First, create a directory for you and the example project in the workshop share directory:

cd
mkdir -p /share/workshop/meta_workshop/$USER/meta_example
  1. Next, go into that directory, create a raw data directory (we are going to call this 00-RawData) and cd into that directory. Lets then create symbolic links to the sample directories that contains the raw data.

     cd /share/workshop/meta_workshop/$USER/meta_example
     mkdir 00-RawData
     cd 00-RawData/
     ln -s /share/biocore/joshi/projects/workshops/metagenomics_example/subsample/00-RawData/* .
    

    This directory now contains fastq files for all sample. The sequencing type is clearly indicated in the names of the fastq files.

  2. We will create a directory to hold all of the scripts that will be used for this workshop, as well as a directory where we keep our reference sequence, genome, etc. The results of all our slurm script will output .out and .err files into the slurmout folder.

     cd ../
     mkdir -p scripts/slurmout
     mkdir References
    
  3. Let’s create a sample sheet for the project and store sample names in a file called samples.txt

     cd /share/workshop/meta_workshop/$USER/meta_example/00-RawData
     ls *_DNA_1.*fastq.gz |awk 'BEGIN{FS="_DNA"}{print $1}' - > ../scripts/samples.txt
     cat ../scripts/samples.txt
    

Getting to know your data

  1. Now, take a look at the raw data directory.

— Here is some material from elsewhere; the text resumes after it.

PR #1390, opened 2025-09-03
fix: set dbc params to default if no filters selected for discrepancies

CaiWillis:
TIS21-7614: Reval Discrepancies: Filtering by programme

### DIFF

     ls /share/workshop/meta_workshop/$USER/meta_example/00-RawData
    

    You will see a list of the contents of each directory.

     ls *
    

    Lets get a better look at all the files in all of the directories.

     ls -lah */*
    
  2. View the contents of the files using the ‘less’ command, when gzipped used ‘zless’ (which is just the ‘less’ command for gzipped files):

     cd 00-RawData
     zless ANG_301_DNA_1.fastq.gz
    

    Make sure you can identify which lines correspond to a read and which lines are the header, sequence, and quality values. Press ‘q’ to exit this screen.

  3. Then, let’s figure out the number of reads in this file. A simple way to do that is to count the number of lines and divide by 4 (because the record of each read uses 4 lines). In order to do this use cat to output the uncompressed file and pipe that to “wc” to count the number of lines:

     zcat ANG_301_DNA_1.fastq.gz | wc -l
    

    Divide this number by 4 and you have the number of reads in this file.

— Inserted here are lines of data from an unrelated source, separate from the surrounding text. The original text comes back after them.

PR #1391, opened 2025-09-06
feat: add TOTP to E2E login command

StevenHee:
Add cyress-otp package
Add generateOtp as task
Update login command to handle OTP
Update deploy GHA to fetch totp key from secrets
Update Cypress to fix critical dependabot issue

TIS21-7621

### DIFF
--- a/package-lock.json
+++ b/package-lock.json
@@ -1,12 +1,12 @@
 {
   "name": "revalidation",
-  "version": "1.2.1",
+  "version": "1.2.3",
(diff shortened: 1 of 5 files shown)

  4. One more thing to try is to figure out the length of the reads without counting each nucleotide. First get the first 4 lines of the file (i.e. the first record):

     zcat ANG_301_DNA_1.fastq.gz  | head -2 | tail -1
    

    Note the header lines (1st and 3rd line) and sequence and quality lines (2nd and 4th) in each 4-line fastq block.

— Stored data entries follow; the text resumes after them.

PR #1421, opened 2026-04-13
fix: update axios

StevenHee:
A critical security bug is found in axios version used by some v16 angular packages. Overriding the version to resolve.

Updating aws-amplify to latest to resolve critical security bug

NO TICKET

### DIFF
--- a/package.json
+++ b/package.json
@@ -1,6 +1,6 @@
 {
   "name": "revalidation",
-  "version": "1.8.5",
+  "version": "1.8.6",
   "scripts": {
     "ng": "ng",
     "start": "npm run build:misc && ng serve",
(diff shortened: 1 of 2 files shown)


package.json
```diff
@@ -96,5 +96,8 @@
     "tslint": "~6.1.3",
     "tslint-config-prettier": "^1.18.0",
     "typescript": "^5.1.6"
+  },
+   "overrides": {
+    "axios": "^1.15.0"
```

  5. Then, copy and paste the DNA sequence line into the following command (replace [sequence] with the line):

     echo -n [sequence] | wc -c
    

    This will give you the length of the read. Also can do the bash one liner:

     echo -n $(zcat ANG_301_DNA_1.fastq.gz  | head -2 | tail -1) | wc -c
    

Prepare our experiment folder for analysis

Now go back to your ‘meta_example’ directory and create one directory called ‘01-HTS_Preproc’:

cd /share/workshop/meta_workshop/$USER/meta_example
mkdir References
mkdir 01-HTS_Preproc

The results of our preprocessing steps will be put into the 01-HTS_Preproc directory. The next step after that will go into a “02-…” directory, etc. You can collect scripts that perform each step, and notes and metadata relevant for each step, in the directory for that step. This way anyone looking to replicate your analysis has limited places to search for the commands you used. In addition, you may want to change the permissions on your original 00-RawData directory to “read only”, so that you can never accidentally corrupt (or delete) your raw data. We won’t worry about this here, because we’ve linked in sample folders. Your directory should then look like the below:

$ ls
00-RawData  01-HTS_Preproc  References  scripts

Questions you should now be able to answer.

  1. How many reads are in the sample you checked?
  2. How many basepairs is R1, how many is R2?